What is being asked
Only lines with the word "isFrontendArgSupported" belong in the answer; copy them from the records below.

BEGIN Exercise materials

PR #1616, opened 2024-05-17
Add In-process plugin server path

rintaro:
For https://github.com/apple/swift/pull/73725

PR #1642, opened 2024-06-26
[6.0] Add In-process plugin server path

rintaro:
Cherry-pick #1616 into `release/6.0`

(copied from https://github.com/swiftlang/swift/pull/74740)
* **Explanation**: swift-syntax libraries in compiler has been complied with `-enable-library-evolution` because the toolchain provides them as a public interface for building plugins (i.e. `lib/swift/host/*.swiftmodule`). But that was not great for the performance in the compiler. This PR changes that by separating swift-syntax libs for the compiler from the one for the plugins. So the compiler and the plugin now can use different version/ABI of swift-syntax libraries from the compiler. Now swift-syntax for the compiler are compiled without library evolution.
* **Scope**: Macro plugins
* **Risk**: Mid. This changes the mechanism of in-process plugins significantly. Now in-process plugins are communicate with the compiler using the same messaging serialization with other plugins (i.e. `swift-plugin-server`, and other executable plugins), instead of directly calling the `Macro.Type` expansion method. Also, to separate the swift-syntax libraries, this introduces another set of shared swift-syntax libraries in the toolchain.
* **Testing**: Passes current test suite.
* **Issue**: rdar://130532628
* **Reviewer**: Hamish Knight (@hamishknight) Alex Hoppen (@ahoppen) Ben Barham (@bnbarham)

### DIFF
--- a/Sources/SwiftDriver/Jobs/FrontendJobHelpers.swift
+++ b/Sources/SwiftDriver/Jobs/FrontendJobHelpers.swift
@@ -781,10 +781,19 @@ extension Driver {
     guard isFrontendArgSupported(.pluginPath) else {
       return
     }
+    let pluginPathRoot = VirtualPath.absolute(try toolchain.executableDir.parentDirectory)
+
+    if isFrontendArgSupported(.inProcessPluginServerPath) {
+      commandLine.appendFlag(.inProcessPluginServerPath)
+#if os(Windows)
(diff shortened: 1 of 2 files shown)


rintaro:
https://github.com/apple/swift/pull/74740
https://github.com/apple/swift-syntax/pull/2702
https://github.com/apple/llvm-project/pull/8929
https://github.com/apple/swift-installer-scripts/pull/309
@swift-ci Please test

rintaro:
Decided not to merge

END Exercise materials
BEGIN Exercise materials

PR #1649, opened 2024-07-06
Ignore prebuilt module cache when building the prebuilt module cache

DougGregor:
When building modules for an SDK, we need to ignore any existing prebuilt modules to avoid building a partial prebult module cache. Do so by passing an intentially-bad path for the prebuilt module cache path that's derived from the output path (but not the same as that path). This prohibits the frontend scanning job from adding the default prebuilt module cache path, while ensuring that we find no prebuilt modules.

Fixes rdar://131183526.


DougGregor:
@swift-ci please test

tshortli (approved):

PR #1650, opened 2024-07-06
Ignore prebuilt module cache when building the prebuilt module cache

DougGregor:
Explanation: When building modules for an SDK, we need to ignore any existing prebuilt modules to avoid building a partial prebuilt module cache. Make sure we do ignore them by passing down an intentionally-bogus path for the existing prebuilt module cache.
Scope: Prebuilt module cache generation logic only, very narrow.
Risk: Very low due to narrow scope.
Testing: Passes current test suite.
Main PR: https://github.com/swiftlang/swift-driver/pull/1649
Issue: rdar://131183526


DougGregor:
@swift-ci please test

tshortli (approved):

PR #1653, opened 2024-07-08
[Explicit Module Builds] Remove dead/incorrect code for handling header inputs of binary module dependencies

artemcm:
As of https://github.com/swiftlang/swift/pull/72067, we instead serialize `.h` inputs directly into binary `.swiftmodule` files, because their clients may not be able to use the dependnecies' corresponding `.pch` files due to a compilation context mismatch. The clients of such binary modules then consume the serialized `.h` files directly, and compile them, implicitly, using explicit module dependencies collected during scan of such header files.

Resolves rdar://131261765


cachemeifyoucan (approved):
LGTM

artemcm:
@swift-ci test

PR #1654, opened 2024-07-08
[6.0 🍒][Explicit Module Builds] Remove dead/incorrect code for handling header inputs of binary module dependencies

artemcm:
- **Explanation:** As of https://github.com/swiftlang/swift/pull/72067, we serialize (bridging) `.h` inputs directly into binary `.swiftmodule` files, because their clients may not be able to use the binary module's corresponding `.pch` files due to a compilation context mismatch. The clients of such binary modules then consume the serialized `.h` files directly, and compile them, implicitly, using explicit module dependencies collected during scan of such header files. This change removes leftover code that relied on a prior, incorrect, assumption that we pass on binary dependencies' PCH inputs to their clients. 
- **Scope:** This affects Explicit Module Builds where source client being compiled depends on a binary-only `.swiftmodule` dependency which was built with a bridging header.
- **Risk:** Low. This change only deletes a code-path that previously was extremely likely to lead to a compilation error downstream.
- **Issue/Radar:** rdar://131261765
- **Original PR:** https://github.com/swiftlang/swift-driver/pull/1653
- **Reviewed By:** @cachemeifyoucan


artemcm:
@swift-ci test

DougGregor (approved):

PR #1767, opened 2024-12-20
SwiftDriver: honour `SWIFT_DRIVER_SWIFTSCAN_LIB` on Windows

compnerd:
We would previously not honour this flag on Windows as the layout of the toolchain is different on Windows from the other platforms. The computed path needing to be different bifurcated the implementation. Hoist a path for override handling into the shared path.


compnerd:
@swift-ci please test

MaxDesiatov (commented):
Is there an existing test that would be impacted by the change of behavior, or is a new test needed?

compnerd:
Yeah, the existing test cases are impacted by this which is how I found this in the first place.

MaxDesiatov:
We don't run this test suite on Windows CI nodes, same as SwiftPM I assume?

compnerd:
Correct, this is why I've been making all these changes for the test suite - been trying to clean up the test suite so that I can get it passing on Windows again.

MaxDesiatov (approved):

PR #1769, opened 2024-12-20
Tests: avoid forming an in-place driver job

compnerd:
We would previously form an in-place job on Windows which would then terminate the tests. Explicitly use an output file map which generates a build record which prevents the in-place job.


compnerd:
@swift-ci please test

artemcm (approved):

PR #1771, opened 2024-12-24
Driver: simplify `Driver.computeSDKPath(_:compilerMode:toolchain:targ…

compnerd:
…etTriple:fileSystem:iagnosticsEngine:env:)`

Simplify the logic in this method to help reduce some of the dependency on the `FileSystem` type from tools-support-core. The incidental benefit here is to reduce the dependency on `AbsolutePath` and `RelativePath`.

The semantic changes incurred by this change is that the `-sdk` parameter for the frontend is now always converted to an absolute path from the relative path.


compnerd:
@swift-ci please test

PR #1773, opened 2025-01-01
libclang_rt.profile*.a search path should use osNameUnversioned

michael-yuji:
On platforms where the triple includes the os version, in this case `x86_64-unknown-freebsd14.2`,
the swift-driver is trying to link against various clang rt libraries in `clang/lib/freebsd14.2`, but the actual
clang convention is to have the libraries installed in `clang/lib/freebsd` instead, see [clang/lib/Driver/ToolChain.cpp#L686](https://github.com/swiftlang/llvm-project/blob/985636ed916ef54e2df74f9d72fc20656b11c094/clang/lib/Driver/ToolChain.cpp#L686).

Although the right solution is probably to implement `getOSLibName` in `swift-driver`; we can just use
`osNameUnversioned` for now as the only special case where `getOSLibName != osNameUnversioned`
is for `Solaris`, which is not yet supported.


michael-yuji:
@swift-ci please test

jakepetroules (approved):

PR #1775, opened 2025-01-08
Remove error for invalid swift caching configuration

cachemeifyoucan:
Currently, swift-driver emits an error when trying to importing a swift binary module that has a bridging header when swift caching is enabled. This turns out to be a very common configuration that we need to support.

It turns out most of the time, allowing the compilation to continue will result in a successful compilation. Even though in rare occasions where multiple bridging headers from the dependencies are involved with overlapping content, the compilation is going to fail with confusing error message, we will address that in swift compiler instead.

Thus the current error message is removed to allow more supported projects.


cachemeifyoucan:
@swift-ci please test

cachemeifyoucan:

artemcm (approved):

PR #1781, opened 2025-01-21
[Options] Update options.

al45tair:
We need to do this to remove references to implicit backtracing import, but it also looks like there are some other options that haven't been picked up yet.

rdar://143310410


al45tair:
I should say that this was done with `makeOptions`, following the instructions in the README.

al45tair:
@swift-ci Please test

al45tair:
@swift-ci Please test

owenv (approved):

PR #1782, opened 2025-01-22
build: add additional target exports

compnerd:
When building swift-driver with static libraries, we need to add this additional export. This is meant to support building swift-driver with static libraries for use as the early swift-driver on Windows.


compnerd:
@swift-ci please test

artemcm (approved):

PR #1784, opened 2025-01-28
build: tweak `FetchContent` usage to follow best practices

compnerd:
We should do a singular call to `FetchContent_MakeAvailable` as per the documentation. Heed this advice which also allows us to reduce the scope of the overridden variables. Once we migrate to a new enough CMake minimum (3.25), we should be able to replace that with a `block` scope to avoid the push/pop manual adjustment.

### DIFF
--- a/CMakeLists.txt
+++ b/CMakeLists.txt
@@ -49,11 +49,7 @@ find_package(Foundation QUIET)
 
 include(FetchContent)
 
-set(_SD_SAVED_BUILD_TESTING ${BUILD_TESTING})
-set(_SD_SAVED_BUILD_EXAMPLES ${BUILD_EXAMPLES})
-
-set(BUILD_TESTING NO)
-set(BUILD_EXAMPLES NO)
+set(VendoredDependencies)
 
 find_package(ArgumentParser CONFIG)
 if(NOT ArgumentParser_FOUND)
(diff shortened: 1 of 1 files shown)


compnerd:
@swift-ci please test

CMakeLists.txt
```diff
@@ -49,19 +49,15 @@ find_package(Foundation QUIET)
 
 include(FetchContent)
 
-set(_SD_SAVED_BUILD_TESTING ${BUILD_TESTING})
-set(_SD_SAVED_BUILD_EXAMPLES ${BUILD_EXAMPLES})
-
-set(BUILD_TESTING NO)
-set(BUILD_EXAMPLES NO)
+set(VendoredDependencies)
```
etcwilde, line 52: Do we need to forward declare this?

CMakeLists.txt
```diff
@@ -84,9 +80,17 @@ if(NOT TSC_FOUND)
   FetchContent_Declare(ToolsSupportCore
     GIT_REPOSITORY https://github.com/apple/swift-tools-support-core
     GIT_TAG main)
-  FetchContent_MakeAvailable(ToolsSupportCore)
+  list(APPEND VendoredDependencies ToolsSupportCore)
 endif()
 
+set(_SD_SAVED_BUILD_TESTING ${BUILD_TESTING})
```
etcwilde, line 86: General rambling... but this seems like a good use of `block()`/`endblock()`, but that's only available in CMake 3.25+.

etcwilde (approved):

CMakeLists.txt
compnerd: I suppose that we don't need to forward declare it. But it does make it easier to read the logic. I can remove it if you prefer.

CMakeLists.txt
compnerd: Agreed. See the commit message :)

END Exercise materials

Result of the task
     guard isFrontendArgSupported(.pluginPath) else {
+    if isFrontendArgSupported(.inProcessPluginServerPath) {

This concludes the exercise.